World Cup 2010 profile – Cameroon – Indomitable Lions look to restore pride in South Africa

Cameroon head to South Africa with a sense of pride and purpose. Pride in that they have qualified for the finals six times (more than any other African nation) and were the first African team to reach the quarter-finals, in 1990. Purpose in that they could be in the running to be the first African team to reach the semi-finals of the World Cup. Cameroon’s emergence of strength came in Italia 90 when they reached the last eight, shocking holders Argentina along the way. Since then, they have won the 2002 Africa Cup of Nations, saw an early exit at the World Cup in the same year and failed to qualify for Germany 2006.

Cameroon’s population of 19m are largely limited from football viewing due to poor resources and almost absent coverage of the top tiered league – the MTN Elite One. Established in 1961, the league features Cameroon’s 16 best clubs, the most successful being Canon Yaounde who have won 10 titles and the CAF Champions League. The lack of TV coverage leaves the clubs sparse of fans and funding. The hopes of funding clubs and keeping them alive lie with the countries celebrities – musicians and rich aristocrats as investors. The majority of Cameroon’s players all play in foreign leagues, notably Samuel Eto’o and a crop of talent in the Premier League such as Benoit Assou-Ekotto, Alexandre Song and Sebastian Bassong. Recent call-up Haman Sadjo is the only player to ply his trade in Cameroon for Sahel FC.

Cameroon are currently ranked 19th by FIFA and have undergone recent revamping under Paul Le Guen. The former Rangers manager came to Africa having won a host of trophies in France, including three Ligue 1 Championships and two French League Cups. He took the reigns of the national team midway through the qualification period and transformed the troubled side from mundane into free-flowing. Cameroon’s start to the qualification campaign saw them lose to Togo and draw against Morocco.
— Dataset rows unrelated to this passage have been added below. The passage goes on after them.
PR #556, opened 2023-12-14
Make felinids scream in agony when sprayed with water.

Adrian16199:
Their screams will be heard thro walls and halls. You will hear a felinid scream in a shift atleast once. Their sheer agony.

## Why / Balance

Because thats how it should be

## Media

**Changelog**

:cl:
- add: Felinids now scream in agony from water.


DEATHB4DEFEAT (approved):

DebugOk:
Does this not have the ability to trigger several times from a single spray?

Adrian16199:
> Does this not have the ability to trigger several times from a single spray?

A probability was given and the 0.2 makes it so that it doesnt trigger (usually) the multiple screams, yes it makes the scream not always trigger but its better than to pretend that multiple screams constantly would be fine themselfs. Of course, I could not be a lazy idiot and make a cooldown system for it. However such thing should probably be done upstream.

DebugOk (approved):

PR #565, opened 2023-12-16
Wizmerge 16/12

DebugOk:
# For the love of god dont merge this yet lmao

The server doesn't have dotnet 8 installed yet and will shit itself if this is even partially published. Also I probably need to update the watchdog for the first time since we became delta :blunt:


DebugOk:
If tests pass locally, I'm just merging this and we'll deal with the shit that causes later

Le Guen then replaced Otto Pfister as manager, bringing his own staff in and changing the formation to 4-3-3. Le Guen also stripped Rigobert Song of the captaincy, handing it to Samuel Eto’o. The team found a new confidence as well as new areas of the pitch to cover, pressing into the opposition wing-backs and feeding the frontmen more. Victories over Morocco and Gabon secured Cameroon’s place in 2010, a far cry from their efforts in 2002 and non-appearance in 2006.
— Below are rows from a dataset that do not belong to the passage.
PR #585, opened 2023-12-21
Rebalance Changes For Desword

Tryded:
## About the PR

Lower Attack Rate to the same as Esword
Heightened the reflection chance for Energy shots to 90%
No more structural damage
## Why / Balance

Was originally way too OP to have high damage and high attack speed (Kill time is now 3 seconds instead of 2 seconds which is difference between countering with a gun/calling for help and dying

Cameroon will hope to progress past the group stages of this year’s World Cup. Although graced with a talented squad, a difficult group could lead to early defeat at the hands of another international giant – the 2002 World Cup saw Cameroon eliminated by finalists Germany. Inter’s Eto’o has notched a plethora of awards – including the leading goalscorer in the history of the national team and African Player of the Year award three times – the dangerous forward will spearhead the attacking formation and give positivity to fans. The defence is a blend of youth and experience with Assou-Ekotto and the highly-rated Bassong partnering veterans Rigobert Song and Geremi. The most vital midfielder is arguably Alexandre Song, the young Arsenal midfielder (nephew of Rigobert) and one of the youngest in the squad, was voted in the Team of the Tournament at the 2008 Africa Cup of Nations. With his habit of popping up with vital assists and marshalling the middle of the park after becoming a regular in the Arsenal side, Song can bring the tough-tackling of the Premier League to midfield. The Indomitable Lions will have to keep an eye on their fiery temperament – legend Rigobert Song is red card prone and holds the distinction of being dismissed in two World Cups.
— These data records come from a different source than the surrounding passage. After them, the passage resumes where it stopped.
PR #586, opened 2023-12-22
nerf loneop and ninja spawn rate

deltanedas:
## About the PR
youd see a loneop nearly every round, ninja not far behind
this makes them more tuned to 2h rounds, and less of a "when will it get here" but "may it get here"


ps3moira:
Ghost-main players in shambles

PR #587, opened 2023-12-22
Changes Reinforcement TC Cost

DangerRevolution:
## About the PR

- Drops the TC cost for Syndie Reinforcements to 10, Nukie to 15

Ahmadou Ahidjo Stadium in Yaounde serves as the home stadium. Built in 1972 and named after Cameroon’s first president, the stadium has a capacity of 38 720. The formerly notorious pitch, which was virtually unplayable a decade ago, has, along with the rest of the facility, been redeveloped. The previous pitch absorbed rain becoming a swamp where players were vulnerable to injury. A Japanese construction team dug it up, filled out the under layer with hard soil, filling the cracks of the top layer and replanted it with fresh grass to meet the standards of hosting matches by FIFA.

With the greatest prize in football on the horizon, Cameroon will hope to restore pride to the people and establish themselves once against as heavyweights of African football.